Ferreira (2009) aponta que a chamada Arqueologia da Escravidão emergiu nos anos de 1960, nos Estados Unidos, quando, ao pesquisar ruínas das treze colônias e as plantations foram encontradas materialidades associadas aos escravizados (FERREIRA, 2009). Dentre os arqueólogos que trabalharam com os vestígios materiais dos escravizados, estão Singleton e Brograd (1995) e Fairbanks (1994), que acreditavam que os escravizados não confeccionassem materiais tão expressivos, o que posteriormente foi contradito. Arqueólogos como Leone (1995) e Schulyer (1979) trabalharam com a questão da “resistência escrava”.

Nos Estados Unidos, há uma tradição de que um dos principais tópicos da Arqueologia da Escravidão seja a “diáspora africana”, ou seja, o tráfico dos escravizados. Por vezes, se remontam rotas transatlânticas, e as relações dos coletivos de África, Europa e Américas (FERREIRA, 2009).

No Brasil, conforme Ferreira (2009), a temática preferencial, ao se estudar escravismo é o estudo sobre resistência escrava, principalmente através de marcadores étnicos (os cachimbos, por exemplo, estudados por Agostini) e por aquilombamentos, como já foi amplamente pesquisado por Guimarães e Lanna (1980), Oser Jr. e Funari (1991).

Estudos etnoarqueológicos também foram realizados no Brasil, como os de Amaral (2001) e os de Ribeiro (2008), que se propõem a analisar o acervo etnográfico do MAE, de São Paulo; este último, além de ter com foco a interpretação das máscaras gueledé e dos edanogboni, posteriormente, analisa a religiosidade de matrizes africanas na Bahia, na proposta de tombamento de terreiros religiosos (WOLFF, 2016). Carvalho (2011) trabalha a especialidade das árvores, relacionadas às religiões afro-brasileiras, num quilombo de Mato Grosso; Já Novaes (2013) trabalhará com assentamento de Exú na Bahia, trabalhando com etnoarqueologia focada na paisagem e a importância desta no Candomblé.

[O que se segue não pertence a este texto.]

PR #806, opened 2022-12-04
Update OpenSSL to 3.0.7

nazar-pc:
Node.js dropped 2 variants of PPC platform, but I don't think too many people will cry because of it.


nazar-pc:
Hm... something has changed in this repo, generator is not supposed to be running on non-Linux, corresponding keys are `false` in `ci_config.json` :thinking:

eli-schwartz:
Can you add an explicit check whether the generator has previously been run (and the wrap is running with a release-bundled snapshot of generated files) and error out with `error('running the generator is not supported except on Linux')`?

eli-schwartz:
> Alternatively preparation can run on Linux and then compilation can continue on macOS/Windows.

If that's something you're interested in investigating, then by all means :D however currently the WrapDB simply wants to make sure that wraps which are marked as only for a specific OS due to e.g. missing dependencies start getting checked once those deps are added to the WrapDB. Anonymous failures are assumed to be broken -- errors that have the words "not supported" or "unsupported" etc. tell the CI "yeah this is expected to error out".

nazar-pc:
Well, that didn't work either :shrug:

eli-schwartz:
Did you try the explicit wording I suggested?

nazar-pc:
Of course not :upside_down_face:  

Appears to be good now :+1:

subprojects/openssl.wrap
```diff
@@ -1,8 +1,8 @@
 [wrap-file]
-directory = openssl-3.0.2
-source_url = https://www.openssl.org/source/openssl-3.0.2.tar.gz
-source_filename = openssl-3.0.2.tar.gz
-source_hash = 98e91ccead4d4756ae3c9cde5e09191a8e586d9f4d50838e7ec09d6411dfdb63
+directory = openssl-3.0.7
+source_url = https://www.openssl.org/source/openssl-3.0.7.tar.gz
+source_filename = openssl-3.0.72.tar.gz
```
nazar-pc, line 4: Hm... I made a typo here, but it still works fine. I'm a bit confused :thinking:

eli-schwartz: It will simply use a weird cache filename in `subprojects/packagecache/`, but the file's remote location still matches `source_url = ` and the contents of the file still match `directory = `.

So it all works.

PR #802, opened 2022-11-28
rdkafka: use openssl as dependency

neheb:
Should fix MSVC compilation.

Signed-off-by: Rosen Penev <rosenp@gmail.com>

PR #807, opened 2022-12-06
libxml2: update build to latest CMake

neheb:
Minizes the diff between upstream generated config.h and meson one.


neheb:
@eli-schwartz any idea why test fails? Some CI update introduced it.

eli-schwartz:
```
  1/1 dict FAIL            0.03s   (exit status 3221225785 or signal 3221225657 SIGinvalid)
```

This doesn't seem like a CI-specific problem, the actual binary itself seems to be crashing or something.

neheb:
So the third prior build all has

```
2022-11-20T02:45:36.4269331Z libxml2| Run-time dependency liblzma found: NO (tried pkgconfig and cmake)
2022-11-20T02:45:36.4269957Z libxml2| Run-time dependency zlib found: NO (tried pkgconfig, cmake and system)
```

this one has

```
2022-12-06T06:03:50.7337591Z libxml2| Run-time dependency liblzma found: YES 5.2.4
2022-12-06T06:03:50.7338016Z libxml2| Run-time dependency zlib found: YES 1.2.11
```

My guess is some CI update, where meson is finding some cmake dependency and failing to add the proper paths. See https://github.com/mesonbuild/wrapdb/pull/802

neheb:
I'll mention I can't reproduce this with MinGW.

eli-schwartz:
That is an interesting insight, and I suspect the problem is in fact Strawberry Perl.

We blacklist Strawberry pkg-config because Strawberry Perl's entire concept is broken, basically. But cmake might find it on its own -- and since 3.25 it allows finding `libfoo.a` style libraries, but does so using its usual "look in every lib subdirectory off of PATH", which finds way too many environments...

(Hardcoding the pkg-config method is wrong. We should be able to find with "system" too. But this shows what the CI problem is. The actual solution is probably rm -rf the entire Strawberry Perl installation.)

neheb:
@eli-schwartz will you be pushing a change fixing this?

neheb:
updated. Better supports MinGW now.

@eli-schwartz ping.

PR #809, opened 2022-12-06
Add websocketpp

nirbheek:
header-only c++ dependency

### DIFF
--- a/releases.json
+++ b/releases.json
@@ -2343,6 +2343,14 @@
       "1.24-1"
     ]
   },
+  "websocketpp": {
+    "dependency_names": [
+      "websocketpp"
+    ],
+    "versions": [
+      "0.8.2-1"
+    ]
+  },
   "wren": {
     "dependency_names": [
       "wren"
--- a/subprojects/packagefiles/websocketpp/meson.build
+++ b/subprojects/packagefiles/websocketpp/meson.build
@@ -1,0 +1,5 @@
+project('websocketpp', 'cpp', version: '0.8.2')
+
+websocketpp_dep = declare_dependency(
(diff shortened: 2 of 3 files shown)


eli-schwartz:
The wrap should be added to releases.json.

What about adding the examples/tests behind an option (and using it in CI)?

nirbheek:
> The wrap should be added to releases.json.

Thanks, I knew I was forgetting something :)

> What about adding the examples/tests behind an option (and using it in CI)?

What's the point of doing that? It's just a fancy `include_directories:`. This sort of thing should probably be handled by the wrap system automatically via special `[provide]` syntax even.

eli-schwartz:
For example, people using the wrap could then test that websocketpp itself doesn't have bugs on their system or compiler.

nirbheek:
I looked at that, and it's more work than I am willing to spend on this right now. I'm happy to let someone else complete it if they want to.

releases.json
```diff
@@ -2343,6 +2343,14 @@
       "1.24-1"
     ]
   },
+  "websocketpp": {
+    "dependency_names": [
+      "websocketpp"
+    ],
+    "versions": [
+      "0.8.2-0"
```
eli-schwartz, line 2351:
```suggestion
      "0.8.2-1"
```

It's the first published wrap for this websocketpp release.

nirbheek: Ah, fdk-aac and a couple of other wraps use `-0`. Fixed.

eli-schwartz: It's a very wishy-washy thing to begin with. I just tend to view "0" as meaning "locally testing this, will bump for publication", so it looks off. :D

Bastide (1985 ) afirma que, apesar dos primeiros africanos capturados no continente negro provavelmente pertencessem às tribos do litoral, conforme se intensificava a necessidade de mão de obra escravizada no Brasil, o tráfico penetrava ao interior do continente . Ainda que

alguns pesquisadores não presenciem múltiplas etnias negras, nos registros históricos (já que geralmente se atribuía a origem do escravizado ao porto em que o mesmo embarcou), Arthur Ramos apud Bastide (1985) divide as etnias de africanos (as), que aqui desembarcaram, em quatro: sudaneses (representados pelos iorubas, daomeanos do grupo gêge, fanti-axanti – ou mina – e por grupos menores como agni, zema e timini); os coletivos islamizados (peuhls, mandingas, haussas); bantos do grupo angola-congolês (ambundas de Angola, congos, cambindas e benguelas); e bantos da Contra-Costa (moçambiques – macuas e angicos).

Já Correa (1994) divide africanos (as) trazidos (as) ao Brasil em dois grandes grupos: sudaneses, que geralmente se originavam da República de Benin e da Nigéria e os de origem Banto.

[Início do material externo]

PR #810, opened 2022-12-07
theora: Add "missing" dependency on theoradec to theoraenc

amyspark:
:wave:

This is a PR to fix a "bug" in the theora wrap. 

When I modeled the pkg-config files, I didn't notice that theoraenc "depends" on theoradec too through its pkg-config module. This bogus dependency is actually relied on by any consumer of theoraenc to access, at the very least, the `theora_version_string` and `th_version_string` functions, which are otherwise invisible as specified by the corresponding version scripts/module definition files.

See https://github.com/mesonbuild/wrapdb/pull/798#issuecomment-1339834903

cc @xclaesse


subprojects/packagefiles/theora/lib/meson.build
```diff
@@ -199,14 +199,19 @@ libtheoraenc = library(
...
+# version scripts/.def files.
 pkg.generate(
   libtheoraenc,
+  requires: libtheoradec,
   description: 'Theora video codec (encoder)',
   version: meson.project_version(),
 )
 
 theoraenc_dep = declare_dependency(
-  link_with: libtheoraenc,
```
neheb, line 209: AFAIK, an alternative to this would be to add libtheoradec_dep to dependencies.

jpakkane: If the include directories are the same, then this is simpler.

xclaesse: They have the same incdir, so I think this is fine like this.

PR #811, opened 2022-12-07
flatbuffers: update to 22.11.23

jmillan:


releases.json
```diff
@@ -417,6 +417,7 @@
       "flathash"
     ],
     "versions": [
+      "22.11.23",
```
jpakkane, line 420: This should be `22.11.23-1`.

jmillan: Thanks, done.

jmillan:
Thank you 💯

Se, ao chegar ao Brasil, os (as) africanos (as) foram obrigados (as) a conviver com distintos grupos sociais e étnicos (europeus (as), indígenas e negros (as) originários (as) de diferentes partes da África), também se estabeleceu novas relações de convívio e solidariedade, recriando suas visões de mundo e garantindo, assim, sua sobrevivência (MATTOS, 2008).

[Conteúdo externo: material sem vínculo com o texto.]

PR #814, opened 2022-12-08
WIP: gmp

Stepland:
I'm creating this wip PR so I can ask for help.

`gmp` is a project with a *huge* autotools script. Since this PR is my very first attempt at porting an autotools project, I'm really unsure what I should keep or not. The dedicated wiki page on porting autotools projects didn't fully answer the questions I have.

A *very* large portion of `gmp`'s configure script is dedicated to setting flags and options of all sorts for a dauntingly long list of compilers and supported hosts : 

- default compiler flags
- sets of flags to be tested and used if working
- available compilers for the host
- available abis for each compiler
- search path for assembly implementations of the "mpn" functions
- tests to be performed for given compiler + abi combinations
- some precompiled things related with profiling ? (`speed_cyclecounter_obj`, `cyclecounter_size`)
- etc ...

This list is not even exhaustive, you can have a look at the top of `configure.py` to see everything that's currently handled by my port.

1. Are there things in this (non-exhaustive) list we don't need to port over to meson ?
2. The original script relies **heavily** on pattern matching on the `host` and `host_cpu` values. Since i don't know how to do that in meson, I resorted to porting that part to python because and use [`fnmatch()`](https://docs.python.org/3/library/fnmatch.html?highlight=fnmatch#module-fnmatch). Isn't it a problem for a meson wrap to rely on python ?

### DIFF
--- a/subprojects/packagefiles/gmp/meson.build
+++ b/subprojects/packagefiles/gmp/meson.build
@@ -1,0 +1,315 @@
+project(
+  'gmp',
+  'c',
+  'cpp',
+  version : '6.2.1',
+)
+
+conf = configuration_data()
+
+conf.set('WANT_ASSERT', get_option('assert').to_int())
+conf.set('WANT_FFT', get_option('fft').to_int())
+conf.set('WANT_OLD_FFT_FULL', get_option('old-fft-full').to_int())
+
+profiling = get_option('profiling')
+if profiling != 'no'
+  conf.set('WANT_PROFILING_' + profiling.to_upper(), 1)
+endif
+fomit_frame_pointer = []
+if profiling == 'gprof':
+  fomit_frame_pointer += ['-fomit-frame-pointer']
+endif
+
+fake_cpuid = get_option('fake-cpuid')
+conf.set('WANT_FAKE_CPUID', fake_cpuid.to_int())
+
+assembly = get_option('assembly')
+fat = get_option('fat')
+
+if fat and not assembly
+  error('when doing a fat build, disabling assembly will not work')
+endif
+
+if fake_cpuid and not fat
+  error('enabling fake-cpuid requires enabling fat')
+endif
+
+host_machine_cpu = host_machine.cpu()
+conf.set('HAVE_HOST_CPU_' + host_machine.cpu(), 1)
+conf.set('HAVE_HOST_CPU_FAMILY_' + host_machine.cpu_family(), 1)
+
+abi_list = ['standard']
+cc_list = ['gcc', 'cc']
+gcc_cflags = ['-O2', '-pedantic']
+gcc_64_cflags = ['-O2', '-pedantic']
+cc_cflags = ['-O']
+cc_64_cflags = ['-O']
+SPEED_CYCLECOUNTER_OBJ = []
+cyclecounter_size = 2
+mpn_search_path = []
+
+conf.set('HAVE_HOST_CPU_FAMILY_power', 0)
+conf.set('HAVE_HOST_CPU_FAMILY_powerpc', 0)
+
+variables = {
+  'alpha': {
+    'mpn_search_path': []
+  }
+}
+
+
+check_headers = [
+  'alloca.h',
+  'dlfcn.h',
+  'fcntl.h',
+  'float.h',
+  'inttypes.h',
+  'invent.h',
+  'langinfo.h',
+  'locale.h',
+  'machine/hal/sysinfo.h',
+  'memory.h',
+  'nl/types.h',
+  'stdint.h',
+  'stdlib.h',
+  'strings.h',
+  'string.h',
+  'sys/attributes.h',
+  'sys/iograph.h',
+  'sys/mman.h',
+  'sys/param.h',
+  'sys/processor.h',
+  'sys/pstat.h',
+  'sys/resource.h',
+  'sys/stat.h',
+  'sys/sysctl.h',
+  'sys/sysinfo.h',
+  'sys/syssgi.h',
+  'sys/systemcfg.h',
+  'sys/times.h',
+  'sys/time.h',
+  'sys/types.h',
+  'unistd.h',
+]
+
+cc = meson.get_compiler('c')
+
+foreach h : check_headers
+  if cc.has_header(h)
+    conf.set('HAVE_' + h.underscorify().to_upper(), 1)
+  endif
+endforeach
+
+check_functions = [
+  ['HAVE_ALARM', 'alarm', '#include<unistd.h>'],
+  ['HAVE_ALLOCA', 'alloca', '#include<alloca.h>'],
+# check token ['HAVE_ATTRIBUTE_CONST']
+# check token ['HAVE_ATTRIBUTE_MALLOC']
+# check token ['HAVE_ATTRIBUTE_MODE']
+# check token ['HAVE_ATTRIBUTE_NORETURN']
+# check token ['HAVE_ATTR_GET']
+# check token ['HAVE_CALLING_CONVENTIONS']
+  ['HAVE_CLOCK', 'clock', '#include<time.h>'],
+  ['HAVE_CLOCK_GETTIME', 'clock_gettime', '#include<time.h>'],
+# check token ['HAVE_CPUTIME']
+# check token ['HAVE_DECL_FGETC']
+# check token ['HAVE_DECL_FSCANF']
+# check token ['HAVE_DECL_OPTARG']
+# check token ['HAVE_DECL_SYS_ERRLIST']
+# check token ['HAVE_DECL_SYS_NERR']
+# check token ['HAVE_DECL_UNGETC']
+# check token ['HAVE_DECL_VFPRINTF']
+# check token ['HAVE_DOUBLE_IEEE_BIG_ENDIAN']
+# check token ['HAVE_DOUBLE_IEEE_LITTLE_ENDIAN']
+# check token ['HAVE_DOUBLE_IEEE_LITTLE_SWAPPED']
+# check token ['HAVE_DOUBLE_VAX_D']
+# check token ['HAVE_DOUBLE_VAX_G']
+# check token ['HAVE_DOUBLE_CRAY_CFP']
+  ['HAVE_GETPAGESIZE', 'getpagesize', '#include<unistd.h>'],
+# check token ['HAVE_GETRUSAGE']
+# check token ['HAVE_GETSYSINFO']
+  ['HAVE_GETTIMEOFDAY', 'gettimeofday', '#include<sys/time.h>'],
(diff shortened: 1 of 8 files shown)


jpakkane:
The unofficial motto of WrapDB is "never let perfect be the enemy of good". Typically you'd need to support x86_64 on Linux and preferably also Windows and macOS. After that there are nice-to-haves like arm support but it's not typically mandatory for merging. Fine tuning and polish can be added in subsequent MRs.

> Isn't it a problem for a meson wrap to rely on python ?

No. Meson is implemented in Python so it is always available.

eli-schwartz:
Default compiler flags -- stuff like optimization or debug symbols is handled already by meson, so you can skip that. Lists of warning flags can probably be ignored in favor of just deferring support for warnings, that's mostly just something project developers care about.

subprojects/packagefiles/gmp/meson.build
```diff
@@ -0,0 +1,298 @@
+project(
+  'gmp',
+  'c',
+  'cpp',
+  version : '6.2.1',
+)
+
+conf = configuration_data()
+
+conf.set('WANT_ASSERT', get_option('assert').to_int())
```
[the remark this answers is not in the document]
neheb: Autotools projects typically do if x then set(‘’,1)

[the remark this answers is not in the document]
Stepland: okay !

subprojects/packagefiles/gmp/meson.build
```diff
@@ -0,0 +1,548 @@
...
+  ['vfprintf', 'stdio.h'],
+  ['sys_errlist', 'errno.h'],
+  ['sys_nerr', 'errno.h'],
+]
+
+foreach f : check_functions
+  if cc.has_header_symbol(f.get(1), f.get(0))
+    conf.set('HAVE_DECL_' + f.get(0).to_upper(), 1)
+  endif
+endforeach
```
Stepland, line 269: really unsure about this bit

Stepland: In configure.ac it's this :

```m4
# Reasons for testing:
#   optarg - not declared in mingw
#   fgetc, fscanf, ungetc, vfprintf - not declared in SunOS 4
#   sys_errlist, sys_nerr - not declared in SunOS 4
#
# optarg should be in unistd.h and the rest in stdio.h, both of which are
# in the autoconf default includes.
#
# sys_errlist and sys_nerr are supposed to be in <errno.h> on SunOS according
# to the man page (but aren't), in glibc they're in stdio.h.
#
AC_CHECK_DECLS([fgetc, fscanf, optarg, ungetc, vfprintf])
AC_CHECK_DECLS([sys_errlist, sys_nerr], , ,
[#include <stdio.h>
#include <errno.h>])
```

Stepland: woops and there's even a typo

eli-schwartz: Can you clarify what about it you aren't sure about?

subprojects/packagefiles/gmp/meson.build
```diff
@@ -0,0 +1,548 @@
+project(
+  'gmp',
+  'c',
+  version : '6.2.1',
+)
+
+add_languages('cpp', required: get_option('cxx'))
```
Stepland, line 7: `cxx` was the original name in the configure script, I'm tempted to rename it to cpp, opinions on this ?

Stepland:
> Default compiler flags -- stuff like optimization or debug symbols is handled already by meson, so you can skip that. Lists of warning flags can probably be ignored in favor of just deferring support for warnings, that's mostly just something project developers care about.

Well that's fantastic news ! It looks like only flags set by the script for `x86` are combinations of `-march=...` and `-mtune=...`.
I think this makes the python script irrelevant so I removed it.

subprojects/packagefiles/gmp/meson.build
Stepland: I'm looking at what `AC_CHECK_DECLS` does according to [this webpage](https://www.gnu.org/software/autoconf/manual/autoconf-2.67/html_node/Generic-Declarations.html) and i'm not sure it's really equivalent of `cc.has_header_symbol()`

eli-schwartz:
Uh. Looking at configure.ac, I notice `gcc_cflags_arch` which basically... defines the default -march for your host CPU that is already used anyway, and then manually passes it?

It's basically completely reimplementing the entire concept of a cross compiler.
- When you natively compile, you just run `$CC` and -march defaults to the march-ness of the CPU that GCC was compiled for, and which you are running on.
- When you cross compile, you run the cross compiler `$CC`, and -march defaults to the march-ness of the CPU that the cross compiler cross compiles *for*.

This is idk, attempting to support cross compiling by hacking a native compiler with -march flags in order emit code as if you used a cross compiler? Totally strange. This is absolutely not the job of a build description -- that goes inside the https://mesonbuild.com/Cross-compilation.html toolchain file.

Definitely drop all that. :D

Stepland:
This is harder than expected
- For a start, I was unaware, but *most* of the code of GMP is actually just CPU-specific assembly, not C, not sure how to deal with that
- the coupling with Autotools is **tight**. It's using m4 templates to create assembly files ... I have no idea what to do with these. Should I just resort to their "generic" C fallback for everything ?
- for fat binary setups, the configure script is generating a *whole* header file on its own, without using a .in file, I don't think meson's templating capabilities are powerful enough for that yet, so I think I'll be leaving fat builds out for now
- the configure script is *constantly* parsing gmp's sources with sed to check for formatted comments that define ABI compatibility, which I think is *really* weird

jpakkane:
>  Should I just resort to their "generic" C fallback for everything

That's a reasonable start. Getting things working is the first step. People can then add polishings they need. (I also suspect that most of the asm is either for obsolete platforms or no longer necessary with  modern compilers.)

eli-schwartz:
- Meson does have asm language support recently. The GNU compiler has handled its own variant out of the box for a long time, simply add the relevant .s files as sources if the compiler is gcc/clang.
- m4 isn't autotools coupling. :D It's a general-purpose templating language. One of the very earlier ones! If there's one big indictment against it, it's the fact that it's hard to get ahold of on Windows. And for that, Meson has a neat secret: someone made a wrap for it: #541
- you can include a `config.in.meson` as part of the wrap
- bizarre and painful, very sad -- I'm not sure what the options are there other than reimplementing that in python for portability, or hardcoding tons of info in meson.build. If it's just for ABI compatibility, does that mean it's not needed for static library builds? That could be an option for the initial "get it to work" first step -- simply implement static builds and note that shared builds are not available yet.

Stepland:
Well since m4 and sed look like they are only in use when compiling with the assembly files, I'll just focus on trying to get the C fallback implementation to work first.

Stepland:
> you can include a config.in.meson as part of the wrap

There already is one I believe, I meant that, if asked for a fat build, the configure script will create a completely new header file from scratch (`fat.h`) by just `echo >>`ing several things to it (without using a .in template)

eli-schwartz:
I meant you can use a template in order to properly handle the complexity of those echoes, without running afoul of the limitations inherent in using a more structured configure_file() approach.

Stepland:
I need some help for these  `__declspec()` problems :sweat: 

Here's the bit that seems to define the macro in question in `gmp-h.in` :

```c
#if defined (__GNUC__)
#define __GMP_DECLSPEC_EXPORT  __declspec(__dllexport__)
#define __GMP_DECLSPEC_IMPORT  __declspec(__dllimport__)
#endif
#if defined (_MSC_VER) || defined (__BORLANDC__)
#define __GMP_DECLSPEC_EXPORT  __declspec(dllexport)
#define __GMP_DECLSPEC_IMPORT  __declspec(dllimport)
#endif
#ifdef __WATCOMC__
#define __GMP_DECLSPEC_EXPORT  __export
#define __GMP_DECLSPEC_IMPORT  __import
#endif
#ifdef __IBMC__
#define __GMP_DECLSPEC_EXPORT  _Export
#define __GMP_DECLSPEC_IMPORT  _Import
#endif

#if __GMP_LIBGMP_DLL
#ifdef __GMP_WITHIN_GMP
/* compiling to go into a DLL libgmp */
#define __GMP_DECLSPEC  __GMP_DECLSPEC_EXPORT
#else
/* compiling to go into an application which will link to a DLL libgmp */
#define __GMP_DECLSPEC  __GMP_DECLSPEC_IMPORT
#endif
#else
/* all other cases */
#define __GMP_DECLSPEC
#endif
```
Everything I could find online mention that `__declspec` is a *Microsoft* extension ... so I don't really understand why it's used when __GNUC__ is defined ...

eli-schwartz:
It's used when a mingw GCC compiles DLL files targeting Windows.

The odd thing is that you're not supposed to check for `__GNUC__`, you're supposed to check for the win32 defines that are available in both MSVC and GCC. The way they do it here means that gmp is broken if you define the `__GMP_LIBGMP_DLL` macro unconditionally when targeting shared libraries. And on regular Unix GCC they should be using the gnu visibility attribute.

It's a mess, but just make sure to only use the activation macros on Windows.

Stepland:
Oh ... I've just now understood what the configure script meant by *multi-function files* (in case it's not a usual term : these are .c files you have to compile multiple times with different macro definitions to give you different functions)

What's the "correct" way to deal with these ?

eli-schwartz:
You could compile them into multiple static libraries, one for each macro. And then link all the static libraries together.

(Why do they do this though.)

Stepland:
Not really sure what's happening with the double definition errors on msvc, I'll check back later. But also finally some progress ! yay :tada:

Stepland:
Ok bear with me while I test out some things with the CI pipeline because I cannot for the *life* of me figure out what's wrong with my msvc setup on my windows VM I'm trying to do local tests on ...

Stepland:
I give up, it's just too hard for me.

I've been trying to compare preprocessed outputs of msvc and gcc for days, but I don't even know what I'm looking for ?

gcc is perfectly fine with having duplicate decls and inline defs :
```c
mp_limb_t __gmpn_add_1 (mp_ptr, mp_srcptr, mp_size_t, mp_limb_t) ;

extern __inline__ __attribute__ ((__gnu_inline__))
mp_limb_t
__gmpn_add_1 (/* ... */)
{
/* ... */
}
```

in basically every file.

While msvc complains about having *just*
```c
__inline
mp_limb_t
__gmpn_add_1 (mp_ptr __gmp_dst, mp_srcptr __gmp_src, mp_size_t __gmp_size, mp_limb_t __gmp_n) 
{
/* ... */
}
```

I really don't know how to dig further on this.

I'm out of motivation for the time being.

If some kind soul wants to pick up where I left off they're very welcome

Para meu seguimento de pesquisa, entretanto, farei um recorte espacial: o Rio Grande do Sul. Félix (2014) apud Wolff (2016) realiza uma etnoarqueologia a partir das materialidades de pretos velhos e caboclos em Pelotas, RS. Barbosa Neto (2012) apud Wolff (2016) realiza sua tese com base etnográfica de diversos seres sobrenaturais de Pelotas, RS. Kosby (2009) apud Wolff (2016) realiza uma etnografia sobre as relações sutis de morte e renascimento nas religiosidades de matrizes africanas, em Pelotas, e sobre a afecção que passou ao trabalhar com a temática.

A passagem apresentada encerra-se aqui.